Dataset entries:
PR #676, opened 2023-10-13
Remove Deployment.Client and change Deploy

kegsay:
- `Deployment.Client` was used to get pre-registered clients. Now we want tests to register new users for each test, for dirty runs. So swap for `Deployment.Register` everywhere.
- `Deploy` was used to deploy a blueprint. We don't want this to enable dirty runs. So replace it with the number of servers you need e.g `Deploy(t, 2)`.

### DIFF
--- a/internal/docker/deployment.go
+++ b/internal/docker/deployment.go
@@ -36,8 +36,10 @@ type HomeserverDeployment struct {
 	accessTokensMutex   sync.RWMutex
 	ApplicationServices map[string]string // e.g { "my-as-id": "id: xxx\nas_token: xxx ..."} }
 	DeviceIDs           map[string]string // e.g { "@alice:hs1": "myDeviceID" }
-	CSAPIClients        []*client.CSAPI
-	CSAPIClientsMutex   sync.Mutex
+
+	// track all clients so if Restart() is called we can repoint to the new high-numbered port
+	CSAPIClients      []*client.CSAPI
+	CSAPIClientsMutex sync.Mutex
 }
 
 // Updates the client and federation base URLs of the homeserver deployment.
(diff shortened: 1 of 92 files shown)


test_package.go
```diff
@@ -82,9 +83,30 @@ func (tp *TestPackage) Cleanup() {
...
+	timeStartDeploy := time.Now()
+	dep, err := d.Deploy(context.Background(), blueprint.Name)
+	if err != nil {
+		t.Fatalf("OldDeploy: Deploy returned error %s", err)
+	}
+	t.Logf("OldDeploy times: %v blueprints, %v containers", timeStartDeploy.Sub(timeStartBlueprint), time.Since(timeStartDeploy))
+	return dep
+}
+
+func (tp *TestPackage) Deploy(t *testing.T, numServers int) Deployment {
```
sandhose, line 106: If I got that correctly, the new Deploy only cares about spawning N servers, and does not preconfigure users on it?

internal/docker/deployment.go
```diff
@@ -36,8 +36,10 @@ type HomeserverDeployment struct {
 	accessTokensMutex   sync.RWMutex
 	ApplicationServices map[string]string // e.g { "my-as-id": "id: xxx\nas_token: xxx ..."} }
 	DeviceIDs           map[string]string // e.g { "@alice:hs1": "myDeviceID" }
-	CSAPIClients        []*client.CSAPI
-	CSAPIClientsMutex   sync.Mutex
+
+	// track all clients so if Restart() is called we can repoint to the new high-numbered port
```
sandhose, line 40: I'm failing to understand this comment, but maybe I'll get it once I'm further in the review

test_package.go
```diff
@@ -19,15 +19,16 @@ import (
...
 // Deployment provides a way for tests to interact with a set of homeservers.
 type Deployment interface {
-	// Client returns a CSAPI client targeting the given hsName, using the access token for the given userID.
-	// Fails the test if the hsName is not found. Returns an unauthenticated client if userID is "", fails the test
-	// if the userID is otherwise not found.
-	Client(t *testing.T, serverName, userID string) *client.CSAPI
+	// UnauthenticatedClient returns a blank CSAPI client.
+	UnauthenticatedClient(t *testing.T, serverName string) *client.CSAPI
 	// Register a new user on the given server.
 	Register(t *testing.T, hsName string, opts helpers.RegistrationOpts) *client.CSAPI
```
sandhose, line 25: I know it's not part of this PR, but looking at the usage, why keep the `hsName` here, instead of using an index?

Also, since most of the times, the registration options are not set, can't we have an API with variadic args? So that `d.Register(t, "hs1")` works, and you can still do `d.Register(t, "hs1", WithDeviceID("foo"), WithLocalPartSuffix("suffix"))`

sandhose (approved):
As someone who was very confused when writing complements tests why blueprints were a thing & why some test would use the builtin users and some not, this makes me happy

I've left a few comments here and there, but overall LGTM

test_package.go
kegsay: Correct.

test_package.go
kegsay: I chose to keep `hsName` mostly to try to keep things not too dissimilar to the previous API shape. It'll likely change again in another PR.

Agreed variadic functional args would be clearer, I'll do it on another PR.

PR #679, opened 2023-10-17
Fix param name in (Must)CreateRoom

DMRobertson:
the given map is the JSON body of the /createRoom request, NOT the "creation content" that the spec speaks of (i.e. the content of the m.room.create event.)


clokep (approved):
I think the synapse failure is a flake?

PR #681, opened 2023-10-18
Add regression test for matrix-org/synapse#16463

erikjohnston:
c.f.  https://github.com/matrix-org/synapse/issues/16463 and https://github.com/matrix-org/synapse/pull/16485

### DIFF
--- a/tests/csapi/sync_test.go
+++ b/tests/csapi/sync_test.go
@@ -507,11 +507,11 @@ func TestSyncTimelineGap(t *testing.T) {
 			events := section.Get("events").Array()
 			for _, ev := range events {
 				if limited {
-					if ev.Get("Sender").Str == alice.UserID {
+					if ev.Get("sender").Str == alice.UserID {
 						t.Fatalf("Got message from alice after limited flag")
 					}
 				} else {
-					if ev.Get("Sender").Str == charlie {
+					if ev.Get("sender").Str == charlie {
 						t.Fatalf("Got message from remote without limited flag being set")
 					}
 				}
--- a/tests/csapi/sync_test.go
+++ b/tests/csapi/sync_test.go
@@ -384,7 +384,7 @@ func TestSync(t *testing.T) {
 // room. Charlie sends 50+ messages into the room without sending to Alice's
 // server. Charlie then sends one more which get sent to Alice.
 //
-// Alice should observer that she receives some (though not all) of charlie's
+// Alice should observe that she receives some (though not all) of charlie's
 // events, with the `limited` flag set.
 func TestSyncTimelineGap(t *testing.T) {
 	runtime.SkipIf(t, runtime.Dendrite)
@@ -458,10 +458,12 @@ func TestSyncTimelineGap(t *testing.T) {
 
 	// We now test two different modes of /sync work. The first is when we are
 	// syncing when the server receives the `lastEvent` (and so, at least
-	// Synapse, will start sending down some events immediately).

Problem to work on: This exercise requires the entries above to be restated exactly.

Written response:
PR #676, opened 2023-10-13
Remove Deployment.Client and change Deploy

kegsay:
- `Deployment.Client` was used to get pre-registered clients. Now we want tests to register new users for each test, for dirty runs. So swap for `Deployment.Register` everywhere.
- `Deploy` was used to deploy a blueprint. We don't want this to enable dirty runs. So replace it with the number of servers you need e.g `Deploy(t, 2)`.

### DIFF
--- a/internal/docker/deployment.go
+++ b/internal/docker/deployment.go
@@ -36,8 +36,10 @@ type HomeserverDeployment struct {
 	accessTokensMutex   sync.RWMutex
 	ApplicationServices map[string]string // e.g { "my-as-id": "id: xxx\nas_token: xxx ..."} }
 	DeviceIDs           map[string]string // e.g { "@alice:hs1": "myDeviceID" }
-	CSAPIClients        []*client.CSAPI
-	CSAPIClientsMutex   sync.Mutex
+
+	// track all clients so if Restart() is called we can repoint to the new high-numbered port
+	CSAPIClients      []*client.CSAPI
+	CSAPIClientsMutex sync.Mutex
 }
 
 // Updates the client and federation base URLs of the homeserver deployment.
(diff shortened: 1 of 92 files shown)


test_package.go
```diff
@@ -82,9 +83,30 @@ func (tp *TestPackage) Cleanup() {
...
+	timeStartDeploy := time.Now()
+	dep, err := d.Deploy(context.Background(), blueprint.Name)
+	if err != nil {
+		t.Fatalf("OldDeploy: Deploy returned error %s", err)
+	}
+	t.Logf("OldDeploy times: %v blueprints, %v containers", timeStartDeploy.Sub(timeStartBlueprint), time.Since(timeStartDeploy))
+	return dep
+}
+
+func (tp *TestPackage) Deploy(t *testing.T, numServers int) Deployment {
```
sandhose, line 106: If I got that correctly, the new Deploy only cares about spawning N servers, and does not preconfigure users on it?

internal/docker/deployment.go
```diff
@@ -36,8 +36,10 @@ type HomeserverDeployment struct {
 	accessTokensMutex   sync.RWMutex
 	ApplicationServices map[string]string // e.g { "my-as-id": "id: xxx\nas_token: xxx ..."} }
 	DeviceIDs           map[string]string // e.g { "@alice:hs1": "myDeviceID" }
-	CSAPIClients        []*client.CSAPI
-	CSAPIClientsMutex   sync.Mutex
+
+	// track all clients so if Restart() is called we can repoint to the new high-numbered port
```
sandhose, line 40: I'm failing to understand this comment, but maybe I'll get it once I'm further in the review

test_package.go
```diff
@@ -19,15 +19,16 @@ import (
...
 // Deployment provides a way for tests to interact with a set of homeservers.
 type Deployment interface {
-	// Client returns a CSAPI client targeting the given hsName, using the access token for the given userID.
-	// Fails the test if the hsName is not found. Returns an unauthenticated client if userID is "", fails the test
-	// if the userID is otherwise not found.
-	Client(t *testing.T, serverName, userID string) *client.CSAPI
+	// UnauthenticatedClient returns a blank CSAPI client.
+	UnauthenticatedClient(t *testing.T, serverName string) *client.CSAPI
 	// Register a new user on the given server.
 	Register(t *testing.T, hsName string, opts helpers.RegistrationOpts) *client.CSAPI
```
sandhose, line 25: I know it's not part of this PR, but looking at the usage, why keep the `hsName` here, instead of using an index?

Also, since most of the times, the registration options are not set, can't we have an API with variadic args? So that `d.Register(t, "hs1")` works, and you can still do `d.Register(t, "hs1", WithDeviceID("foo"), WithLocalPartSuffix("suffix"))`

sandhose (approved):
As someone who was very confused when writing complements tests why blueprints were a thing & why some test would use the builtin users and some not, this makes me happy

I've left a few comments here and there, but overall LGTM

test_package.go
kegsay: Correct.

test_package.go
kegsay: I chose to keep `hsName` mostly to try to keep things not too dissimilar to the previous API shape. It'll likely change again in another PR.

Agreed variadic functional args would be clearer, I'll do it on another PR.

PR #679, opened 2023-10-17
Fix param name in (Must)CreateRoom

DMRobertson:
the given map is the JSON body of the /createRoom request, NOT the "creation content" that the spec speaks of (i.e. the content of the m.room.create event.)


clokep (approved):
I think the synapse failure is a flake?

PR #681, opened 2023-10-18
Add regression test for matrix-org/synapse#16463

erikjohnston:
c.f.  https://github.com/matrix-org/synapse/issues/16463 and https://github.com/matrix-org/synapse/pull/16485

### DIFF
--- a/tests/csapi/sync_test.go
+++ b/tests/csapi/sync_test.go
@@ -507,11 +507,11 @@ func TestSyncTimelineGap(t *testing.T) {
 			events := section.Get("events").Array()
 			for _, ev := range events {
 				if limited {
-					if ev.Get("Sender").Str == alice.UserID {
+					if ev.Get("sender").Str == alice.UserID {
 						t.Fatalf("Got message from alice after limited flag")
 					}
 				} else {
-					if ev.Get("Sender").Str == charlie {
+					if ev.Get("sender").Str == charlie {
 						t.Fatalf("Got message from remote without limited flag being set")
 					}
 				}
--- a/tests/csapi/sync_test.go
+++ b/tests/csapi/sync_test.go
@@ -384,7 +384,7 @@ func TestSync(t *testing.T) {
 // room. Charlie sends 50+ messages into the room without sending to Alice's
 // server. Charlie then sends one more which get sent to Alice.
 //
-// Alice should observer that she receives some (though not all) of charlie's
+// Alice should observe that she receives some (though not all) of charlie's
 // events, with the `limited` flag set.
 func TestSyncTimelineGap(t *testing.T) {
 	runtime.SkipIf(t, runtime.Dendrite)
@@ -458,10 +458,12 @@ func TestSyncTimelineGap(t *testing.T) {
 
 	// We now test two different modes of /sync work. The first is when we are
 	// syncing when the server receives the `lastEvent` (and so, at least
-	// Synapse, will start sending down some events immediately).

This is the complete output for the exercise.